WHAT YOU NEED TO DO: Print, exactly as written, every line from the first line of the records below through the line containing "Further it introduces", and nothing further.

[Stored data entries]
<<<<

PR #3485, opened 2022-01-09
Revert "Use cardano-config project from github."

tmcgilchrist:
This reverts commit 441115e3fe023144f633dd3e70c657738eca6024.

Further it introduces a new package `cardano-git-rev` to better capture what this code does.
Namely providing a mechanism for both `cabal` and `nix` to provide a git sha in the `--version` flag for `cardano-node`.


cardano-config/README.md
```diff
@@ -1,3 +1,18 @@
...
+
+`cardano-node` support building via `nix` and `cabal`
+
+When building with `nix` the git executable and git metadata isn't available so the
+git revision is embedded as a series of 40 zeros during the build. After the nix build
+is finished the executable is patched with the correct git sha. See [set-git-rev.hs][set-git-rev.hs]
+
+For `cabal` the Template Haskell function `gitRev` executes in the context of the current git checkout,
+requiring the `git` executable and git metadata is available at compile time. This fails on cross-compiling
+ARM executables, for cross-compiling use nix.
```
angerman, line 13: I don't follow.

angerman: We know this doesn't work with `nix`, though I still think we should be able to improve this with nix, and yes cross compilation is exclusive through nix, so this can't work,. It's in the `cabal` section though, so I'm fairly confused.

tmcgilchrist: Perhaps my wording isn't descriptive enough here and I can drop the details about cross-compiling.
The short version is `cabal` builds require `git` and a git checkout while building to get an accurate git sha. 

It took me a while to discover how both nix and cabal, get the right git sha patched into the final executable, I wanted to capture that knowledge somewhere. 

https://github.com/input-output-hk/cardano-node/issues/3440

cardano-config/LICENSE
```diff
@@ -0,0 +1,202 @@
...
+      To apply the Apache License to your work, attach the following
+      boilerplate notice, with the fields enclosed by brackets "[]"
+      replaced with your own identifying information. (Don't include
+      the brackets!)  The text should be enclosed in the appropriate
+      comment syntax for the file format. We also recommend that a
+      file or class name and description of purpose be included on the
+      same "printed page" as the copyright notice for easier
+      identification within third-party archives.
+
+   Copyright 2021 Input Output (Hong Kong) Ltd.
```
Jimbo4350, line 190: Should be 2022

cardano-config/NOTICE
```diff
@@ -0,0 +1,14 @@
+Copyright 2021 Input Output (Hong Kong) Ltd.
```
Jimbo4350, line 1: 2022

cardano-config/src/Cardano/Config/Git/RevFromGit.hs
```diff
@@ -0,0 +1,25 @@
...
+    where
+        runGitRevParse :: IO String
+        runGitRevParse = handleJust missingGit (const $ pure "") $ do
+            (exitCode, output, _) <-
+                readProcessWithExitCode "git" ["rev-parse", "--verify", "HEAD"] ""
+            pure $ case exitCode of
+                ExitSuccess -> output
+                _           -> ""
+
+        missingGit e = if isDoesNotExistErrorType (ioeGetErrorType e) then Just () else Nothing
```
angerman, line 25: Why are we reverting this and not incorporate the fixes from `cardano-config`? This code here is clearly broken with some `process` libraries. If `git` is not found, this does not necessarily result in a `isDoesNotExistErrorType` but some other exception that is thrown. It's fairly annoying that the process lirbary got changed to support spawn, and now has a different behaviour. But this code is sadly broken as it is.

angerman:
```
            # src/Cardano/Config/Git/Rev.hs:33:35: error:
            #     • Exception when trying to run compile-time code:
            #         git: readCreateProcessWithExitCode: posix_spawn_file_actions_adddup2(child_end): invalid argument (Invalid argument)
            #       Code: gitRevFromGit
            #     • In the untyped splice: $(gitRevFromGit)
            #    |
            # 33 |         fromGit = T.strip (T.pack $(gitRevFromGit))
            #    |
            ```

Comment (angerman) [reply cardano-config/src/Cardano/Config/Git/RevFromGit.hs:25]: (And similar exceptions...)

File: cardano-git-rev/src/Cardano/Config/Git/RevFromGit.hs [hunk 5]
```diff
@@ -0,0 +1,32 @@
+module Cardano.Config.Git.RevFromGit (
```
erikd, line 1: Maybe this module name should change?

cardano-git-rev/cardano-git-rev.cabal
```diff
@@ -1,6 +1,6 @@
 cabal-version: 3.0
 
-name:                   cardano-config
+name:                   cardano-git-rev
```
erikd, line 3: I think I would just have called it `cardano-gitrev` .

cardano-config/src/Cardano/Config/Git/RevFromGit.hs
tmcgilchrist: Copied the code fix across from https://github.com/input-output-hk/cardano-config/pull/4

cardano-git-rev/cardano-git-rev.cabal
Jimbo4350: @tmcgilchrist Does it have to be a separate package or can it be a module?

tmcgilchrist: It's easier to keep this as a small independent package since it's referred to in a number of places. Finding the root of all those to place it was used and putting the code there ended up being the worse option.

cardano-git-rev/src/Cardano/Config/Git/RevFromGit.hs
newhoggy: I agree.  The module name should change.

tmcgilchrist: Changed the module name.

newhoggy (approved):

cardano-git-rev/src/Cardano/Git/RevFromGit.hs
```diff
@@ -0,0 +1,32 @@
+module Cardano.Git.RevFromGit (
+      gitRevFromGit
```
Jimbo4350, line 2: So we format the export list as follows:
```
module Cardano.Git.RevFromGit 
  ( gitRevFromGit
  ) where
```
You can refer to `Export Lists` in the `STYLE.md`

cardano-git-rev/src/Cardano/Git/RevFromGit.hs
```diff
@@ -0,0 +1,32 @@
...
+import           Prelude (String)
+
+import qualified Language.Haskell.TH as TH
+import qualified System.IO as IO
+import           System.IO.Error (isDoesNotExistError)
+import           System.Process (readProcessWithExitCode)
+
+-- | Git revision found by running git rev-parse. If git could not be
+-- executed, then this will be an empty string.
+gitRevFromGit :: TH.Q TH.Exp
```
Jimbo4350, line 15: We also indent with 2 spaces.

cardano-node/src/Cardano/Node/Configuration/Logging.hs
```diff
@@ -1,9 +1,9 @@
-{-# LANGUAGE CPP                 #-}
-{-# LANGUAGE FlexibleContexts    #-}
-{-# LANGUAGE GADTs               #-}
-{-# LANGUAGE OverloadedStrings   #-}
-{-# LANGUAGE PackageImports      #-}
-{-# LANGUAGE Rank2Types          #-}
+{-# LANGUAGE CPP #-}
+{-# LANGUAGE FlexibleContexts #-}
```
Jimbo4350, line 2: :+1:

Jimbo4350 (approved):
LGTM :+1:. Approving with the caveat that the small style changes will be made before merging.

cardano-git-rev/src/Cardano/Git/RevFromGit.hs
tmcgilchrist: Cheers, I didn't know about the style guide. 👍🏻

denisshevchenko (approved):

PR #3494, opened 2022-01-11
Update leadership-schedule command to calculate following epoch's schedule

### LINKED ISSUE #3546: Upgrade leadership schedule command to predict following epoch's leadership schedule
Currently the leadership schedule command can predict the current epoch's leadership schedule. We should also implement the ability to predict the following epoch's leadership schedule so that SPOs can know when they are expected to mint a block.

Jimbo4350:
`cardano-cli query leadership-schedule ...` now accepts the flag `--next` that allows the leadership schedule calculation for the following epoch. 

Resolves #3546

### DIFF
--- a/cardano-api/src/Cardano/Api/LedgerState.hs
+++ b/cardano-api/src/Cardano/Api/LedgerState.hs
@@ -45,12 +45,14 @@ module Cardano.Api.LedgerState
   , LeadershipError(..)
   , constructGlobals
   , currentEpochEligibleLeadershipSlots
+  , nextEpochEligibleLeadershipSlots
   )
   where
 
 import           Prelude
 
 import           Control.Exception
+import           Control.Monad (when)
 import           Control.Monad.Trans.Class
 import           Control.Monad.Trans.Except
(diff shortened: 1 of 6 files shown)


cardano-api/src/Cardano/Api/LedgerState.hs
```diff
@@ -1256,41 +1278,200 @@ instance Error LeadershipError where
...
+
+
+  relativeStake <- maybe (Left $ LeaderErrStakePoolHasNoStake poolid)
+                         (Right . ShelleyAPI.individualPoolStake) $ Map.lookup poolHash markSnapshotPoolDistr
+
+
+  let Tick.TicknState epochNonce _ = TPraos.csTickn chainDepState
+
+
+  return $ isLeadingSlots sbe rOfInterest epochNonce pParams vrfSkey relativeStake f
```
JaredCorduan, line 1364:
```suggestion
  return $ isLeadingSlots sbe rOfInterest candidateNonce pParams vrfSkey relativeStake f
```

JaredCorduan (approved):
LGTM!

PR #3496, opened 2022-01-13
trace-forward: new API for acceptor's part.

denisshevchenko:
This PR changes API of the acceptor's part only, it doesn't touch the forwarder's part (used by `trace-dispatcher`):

>>>>

TASK OUTPUT:
PR #3485, opened 2022-01-09
Revert "Use cardano-config project from github."

tmcgilchrist:
This reverts commit 441115e3fe023144f633dd3e70c657738eca6024.

Further it introduces a new package `cardano-git-rev` to better capture what this code does.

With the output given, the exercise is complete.